Regularized KL-Divergence for Well-Defined Function-Space Variational Inference in Bayesian neural networks

TL;DR

This paper introduces a novel regularized KL divergence approach for function-space variational inference in Bayesian neural networks, ensuring well-defined objectives and improved uncertainty estimation.

Contribution

It proposes the first well-defined variational objective for function-space inference in BNNs with GP priors, addressing fundamental issues in prior work.

Findings

Method effectively incorporates GP prior properties

Provides competitive uncertainty estimates in various tasks

Ensures a well-defined variational objective for BNNs

Abstract

Bayesian neural networks (BNN) promise to combine the predictive performance of neural networks with principled uncertainty modeling important for safety-critical systems and decision making.
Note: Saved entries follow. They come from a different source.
PR #14772, opened 2023-12-15
docs `alibaba cloud`

leo-gan:
The [provider page](https://python.langchain.com/docs/integrations/providers/alibabacloud_opensearch) holds the vector store information. The [Chat example](https://python.langchain.com/docs/integrations/chat/pai_eas_chat_endpoint) was incorrectly sorted in the navbar because of the wrong file name.
- Recreated a provide page
- Added missed links and descriptions
- Compound information about vector store from two pages into one
- Fixed file name


efriis (approved):

docs/vercel.json
efriis, line 1: should there also be a redirect for the provider page?

leo-gan: Great catch! Thank you!!!

efriis (approved):

PR #20012, opened 2024-04-04
Community : Add audio-parser "faster-whisper" in audio.py

hulitaitai:
faster-whisper is a reimplementation of OpenAI's Whisper model using CTranslate2, which is up to 4 times faster than enai/whisper for the same accuracy while using less memory. The efficiency can be further improved with 8-bit quantization on both CPU and GPU.

It can automatically detect the following 14 languages and transcribe the text into their respective languages: en, zh, fr, de, ja, ko, ru, es, th, it, pt, vi, ar, tr.

The gitbub repository for faster-whisper is :
    https://github.com/SYSTRAN/faster-whisper


hulitaitai:
I am sorry, I have never passed the lint test successfully. I really don't know what is wrong.

faster-whisper is an open-source parser, and it is a low-cost parser which can run with less than 5GB of GPU memory.

libs/community/langchain_community/document_loaders/parsers/audio.py
```diff
@@ -319,3 +319,96 @@ def lazy_parse(self, blob: Blob) -> Iterator[Document]:
...
+    ar, tr.
+
+    The gitbub repository for faster-whisper is :
+    https://github.com/SYSTRAN/faster-whisper
+
+    """
+
+    def __init__(
+        self,
+        device: Optional[str] = "0",
```
eyurtsev, line 343:
```suggestion
        *,
        device: Optional[str] = "0",
```

eyurtsev, line 343: device "0" doesn't look like correct value given that it can only end up being cuda or cpu with logic below.

libs/community/langchain_community/document_loaders/parsers/audio.py
```diff
@@ -319,3 +319,96 @@ def lazy_parse(self, blob: Blob) -> Iterator[Document]:
...
+    ):
+        try:
+            import torch
+        except ImportError:
+            raise ImportError(
+                "torch package not found, please install it with " "`pip install torch`"
+            )
+
+        # Determine the device to use
+        if device == "cpu":
```
eyurtsev, line 354: logic looks like it's ignoring input from user

libs/community/langchain_community/document_loaders/parsers/audio.py
eyurtsev, line 343: could you document the arguments via an init?

libs/community/langchain_community/document_loaders/parsers/audio.py
```diff
@@ -319,3 +319,96 @@ def lazy_parse(self, blob: Blob) -> Iterator[Document]:
...
+    less memory. The efficiency can be further improved with 8-bit quantization on both 
+    CPU and GPU.
+
+    It can automatically detect the following 14 languages and transcribe the text 
+    into their respective languages: en, zh, fr, de, ja, ko, ru, es, th, it, pt, vi, 
+    ar, tr.
+
+    The gitbub repository for faster-whisper is :
+    https://github.com/SYSTRAN/faster-whisper
+
```
eyurtsev, line 338: If possible it'll be great to include a usage Example with the full import using a ..code-block: python

libs/community/langchain_community/document_loaders/parsers/audio.py
```diff
@@ -319,3 +319,96 @@ def lazy_parse(self, blob: Blob) -> Iterator[Document]:
...
+                self.model_size = "medium"
+            else:
+                self.model_size = "large-v3"
+        if model_size is not None:
+            self.model_size = model_size
+        
+    def lazy_parse(self, blob: Blob) -> Iterator[Document]:
+        """Lazily parse the blob."""
+
+        import io
```
eyurtsev, line 379: can be in global namespace

libs/community/langchain_community/document_loaders/parsers/audio.py
```diff
@@ -319,3 +319,96 @@ def lazy_parse(self, blob: Blob) -> Iterator[Document]:
...
+        try:
+            from faster_whisper import WhisperModel
+        except ImportError:
+            raise ImportError(
+                "faster_whisper package not found, please install it with "
+                "`pip install faster-whisper`"
+            )
+
+        # Audio file from disk
+        audio = AudioSegment.from_file(blob.path)
```
eyurtsev, line 397: Could you check that a .path is set on the blob? Blobs do not have to be associated with a file in the file system as they can live just in memory.


Is it possible to handle using `blob.as_bytes()`.

libs/community/langchain_community/document_loaders/parsers/audio.py
```diff
@@ -319,3 +319,96 @@ def lazy_parse(self, blob: Blob) -> Iterator[Document]:
...
+            device=self.device, 
+            compute_type="float16"
+        )
+
+        segments, info = model.transcribe(file_obj, beam_size=5)
+
+        for segment in segments:
+            yield Document(
+                page_content=segment.text,
+                metadata={"source": blob.source},
```
eyurtsev, line 413: {
  'source': blob.source,
  **blob.metadata, # To use existing metadata
}

libs/community/langchain_community/document_loaders/parsers/audio.py
```diff
@@ -319,3 +319,96 @@ def lazy_parse(self, blob: Blob) -> Iterator[Document]:
...
+    def __init__(
+        self,
+        device: Optional[str] = "0",
+        model_size: Optional[str] = None,
+    ):
+        try:
+            import torch
+        except ImportError:
+            raise ImportError(
+                "torch package not found, please install it with " "`pip install torch`"
```
eyurtsev, line 350:
```suggestion
                "torch package not found, please install it with `pip install torch`"
```

eyurtsev:
i can help with the linter -- i mostly care about some of the other functional changes 

https://python.langchain.com/docs/contributing/code/#formatting-and-linting

`make format` and `make lint` will help

libs/community/langchain_community/document_loaders/parsers/audio.py
hulitaitai: Yes, here, I presumed I would reassign the definite value later, so I casually placed a value here. 

Additionally, I admit I copied a lot of code and idees from the parsers above in this file. The code I've written runs well on my PC. I will meticulously re-examine various transmission and variables as you reminde, for the sake of overall system. I'll come back to you after I've finished checking.

hulitaitai:
> i can help with the linter -- i mostly care about some of the other functional changes
> 
> https://python.langchain.com/docs/contributing/code/#formatting-and-linting
> 
> `make format` and `make lint` will help

I asked ChatGPT how to use 'make format' and 'make lint'. I will use it before my next Pull Request.

libs/community/langchain_community/document_loaders/parsers/audio.py
hulitaitai: In the blob sent by ffmpeg, there is only the path of the audio file and nothing in its metadata.

Faster-whisper does not transcribe the bytes, it transcribes only mp3 files. So it should ensure that the file sent to it is an mp3 file.

eyurtsev: The parsing is decoupled from the code that loads the blob. To be correct, the parser cannot assume how the blob was generated instead it should assume blob against the blob API (see link below) -- the blob may be associated with metadata and the blob may not exist on file but instead in memory.

Here's the API for the blob

https://github.com/langchain-ai/langchain/blob/master/libs/core/langchain_core/document_loaders/blob_loaders.py#L40-L40

Let me know if you have any questions!

So things that need to be done here:

1. Propagate metadata from the blob
2. Make sure that the parser keeps working if the blob was only specified as binary data (using the data attribute) rather than generated from an existing file

eyurtsev (changes requested):

libs/community/langchain_community/document_loaders/parsers/audio.py
eyurtsev: @hulitaitai if you're willing, I can make the needed changes, but I'll need your help to help test it

hulitaitai:
I have tested the changes with the following example, it works.

from pathlib import Path
from langchain_community.document_loaders.blob_loaders import Blob
from langchain_community.document_loaders.parsers.audio import FasterWhisperParser

m4a_path = Path("example.m4a")

with open(m4a_path, "rb") as f:
    m4a_bytes = f.read()

# blob built with binary data
blob = Blob.from_data(data=m4a_bytes)

p = FasterWhisperParser()
docs = p.lazy_parse(blob)
for doc in docs:
    print(doc)

hulitaitai:
I have tested the changes with the following example, it works.

from pathlib import Path
from langchain_community.document_loaders.blob_loaders import Blob
from langchain_community.document_loaders.parsers.audio import FasterWhisperParser

m4a_path = Path("example.m4a")

with open(m4a_path, "rb") as f:
m4a_bytes = f.read()

blob = Blob.from_data(data=m4a_bytes)

p = FasterWhisperParser()
docs = p.lazy_parse(blob)
for doc in docs:
    print(doc)

hulitaitai:
I have tested the changes with with a blob built with "Blob.from_data(data=m4a_bytes)", and it works.

hulitaitai:
I have tested the changes with with a blob built with "Blob.from_data(data=m4a_bytes)", and the parser works.

eyurtsev (approved):

eyurtsev:
Looks great! I'll resolve the linting issue tomorrow.

If you end up working with `blob` again, it has a convenience interface called `blob.as_bytes_io`

```
    @contextlib.contextmanager
    def as_bytes_io(self) -> Generator[Union[BytesIO, BufferedReader], None, None]:
        """Read data as a byte stream."""
        if isinstance(self.data, bytes):
            yield BytesIO(self.data)
        elif self.data is None and self.path:
            with open(str(self.path), "rb") as f:
                yield f
        else:
            raise NotImplementedError(f"Unable to convert blob {self}")
```

PR #20027, opened 2024-04-04
community[patch]: Invoke callback prior to yielding token #16913

UtkarshaGupte:
**Description**: Invoke callback prior to yielding token in stream 
**Issue**: https://github.com/langchain-ai/langchain/issues/16913

Twitter Handle - @GupteUtkarsha


UtkarshaGupte:
@baskaryan - Can you take a look please ?

PR #20035, opened 2024-04-04
core: Implement aformat_prompt and ainvoke in BasePromptTemplate

cbornet:


libs/core/langchain_core/prompts/base.py
```diff
@@ -122,10 +132,29 @@ def invoke(
             run_type="prompt",
         )
 
+    async def ainvoke(
```
cbornet, line 135: @eyurtsev at last 😉

eyurtsev: 💪

eyurtsev (approved):

PR #20036, opened 2024-04-04
core: Implement aformat_messages for _StringImageMessagePromptTemplate

cbornet:


libs/core/langchain_core/prompts/chat.py
```diff
@@ -526,6 +529,34 @@ def format(self, **kwargs: Any) -> BaseMessage:
                 content=content, additional_kwargs=self.additional_kwargs
             )
 
+    async def aformat(self, **kwargs: Any) -> BaseMessage:
```
eyurtsev, line 532: is there a unit test we can hook into for this function to prevent the implementations from drifting?

eyurtsev (approved):

libs/core/langchain_core/prompts/chat.py
cbornet: Yes, this code path is invoked by the async tests in `tests/unit_tests/prompts/test_few_shot.py`

cbornet: But I'll also add async tests in `test_chat.py` for the multipart text.

cbornet: done.
@eyurtsev can you take a look again ?

eyurtsev: Thank you!

PR #20059, opened 2024-04-05
community: add ChatOctoAI

sfvaroglu:
This PR adds ChatOctoAI, a chat model integration for OctoAI.


sfvaroglu:
@baskaryan

libs/langchain/langchain/chat_models/octoai.py
baskaryan, line 1: could we remove all the changes to libs/langchain? existing imports from community are only there for backwards compatibility and will be removed in 0.2

sfvaroglu: Done

baskaryan (approved):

However, posterior uncertainty estimates depend on the choice of prior, and finding informative priors in weight-space has proven difficult. This has motivated variational inference (VI) methods that pose priors directly on the function generated by the BNN rather than on weights. In this paper, we address a fundamental issue with such function-space VI approaches pointed out by Burt et al. (2020), who showed that the objective function (ELBO) is negative infinite for most priors of interest. Our solution builds on generalized VI (Knoblauch et al., 2019) with the regularized KL divergence (Quang, 2019) and is, to the best of our knowledge, the first well-defined variational objective for function-space inference in BNNs with Gaussian process (GP) priors. Experiments show that our method incorporates the properties specified by the GP prior on synthetic and small real-world data sets, and provides competitive uncertainty estimates for regression, classification and out-of-distribution detection compared to BNN baselines with both function and weight-space priors.